Comment by rurban
We know that the libc strstr performs horrible, but musl is fast and state of the art.
Now we just need a name, and we can add it to the smart shootout. Wonder how it compares to the best SIMD algos
We know that the libc strstr performs horrible, but musl is fast and state of the art.
Now we just need a name, and we can add it to the smart shootout. Wonder how it compares to the best SIMD algos
Would be good to have more SIMD algorithms in smart. Maybe I'll have a play with it if I get time.
Looking at them, would need a little work to make them safe (not reading past needle or haystack). Probably not too much effort, may need a different search for data mod block size at the end.
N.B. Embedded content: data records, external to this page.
PR #272, opened 2019-04-23
 Change Applicative GenT to use zipping

jystic:
This changes the `Applicative` instance for `GenT` so that it [zips](https://github.com/well-typed/integrated-shrinking/blob/master/src/UsingHedgehog.hs#L255-L277) the tree rather than binding it. This means that a generator like `(,) <$> genA <*> genB` will be able to alternate between shrinking `genA` and `genB` rather than doing one first and then the other.

An example shrink tree using a zipping approach vs just using `(<*>) = ap`:

Screenshot 2019-04-23 at 2 35 55 PM

I had it like this originally and changed it because it broke the law `<*> = 
ap`, but I'm not sure this is that important as the `Monad` instance for `GenT` is already unlawful.

[Haxl](https://simonmar.github.io/bib/papers/haxl-icfp14.pdf) also uses an unlawful `Applicative` instance for basically the same reason. This was the motivation for `ApplicativeDo` which you would be able to use with Hedgehog after this patch to achieve more optimal shrinking.

A nice article explaining another option and the tradeoffs: https://elvishjerricco.github.io/2016/09/17/abstracting-async-concurrently.html

I also renamed `Tree` to `TreeT`, so I could have `Tree = TreeT Identity` as I was working with `TreeT Identity` a lot during testing and it got a bit tedious.

### DIFF
--- a/hedgehog-quickcheck/src/Test/QuickCheck/Hedgehog.hs
+++ b/hedgehog-quickcheck/src/Test/QuickCheck/Hedgehog.hs
@@ -8,9 +8,9 @@ import           Control.Monad.Trans.Maybe (runMaybeT)
 import           Data.Functor.Identity (runIdentity)
 
 import           Hedgehog
-import           Hedgehog.Internal.Gen (runGenT)
+import           Hedgehog.Internal.Gen (runGen)
 import qualified Hedgehog.Internal.Seed as Seed
-import           Hedgehog.Internal.Tree (Tree(..), Node(..))
+import           Hedgehog.Internal.Tree (NodeT(..), runTree)
 
 import qualified Test.QuickCheck as QuickCheck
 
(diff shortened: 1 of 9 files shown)


jystic:
hmm can't use CPP `#ifdef` with language extensions, weird

jystic:
It's wild that the scala commits are showing up here, pretty cool

jystic:
I decided requiring `transformers >= 0.5` was a lesser evil than dropping 7.10 support.

7.10 has been a real pain recently though, these last few PRs always seem to have some issue.

It is pretty old now! [Version 7.10.3 (released 8th December 2015)](https://www.haskell.org/ghc/download_ghc_7_10_3.html)

moodmosaic:
I guess we should consider dropping GHC 7.* when GHC 9.* comes out, which might not be so far away given the [increased GHC release cycles](https://www.reddit.com/r/haskell/comments/6qt0iv/ghc_blog_reflections_on_ghcs_release_schedule/).

PR #274, opened 2019-04-24
Cleanup .appveyor.yml

moodmosaic:


moodmosaic:
@jystic I'm waiting to see if build is green, then I'll force push another cleanup (looks like we don't need to install cabal separately)

image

If you're interested in a rough benchmark, I compared musl's “two way” with a variation on this algorithm for my SIMD optimized libc linked in a sister comment.
The benchmark involves finding this line in that file: https://github.com/ncruces/go-sqlite3/blob/v0.26.1/sqlite3/l...
The improvements over musl are in this table: https://github.com/ncruces/go-sqlite3/tree/v0.26.1/sqlite3/l...
I'd say it's a decent improvement, if not spectacular. musl does particularly well with known length strings (memmem), whereas I'm allowed to cheat for unknown length strings (strstr) because the Wasm environment allows me to skirt some UB.
The NUL terminated string curve ball wrecks many good algorithms.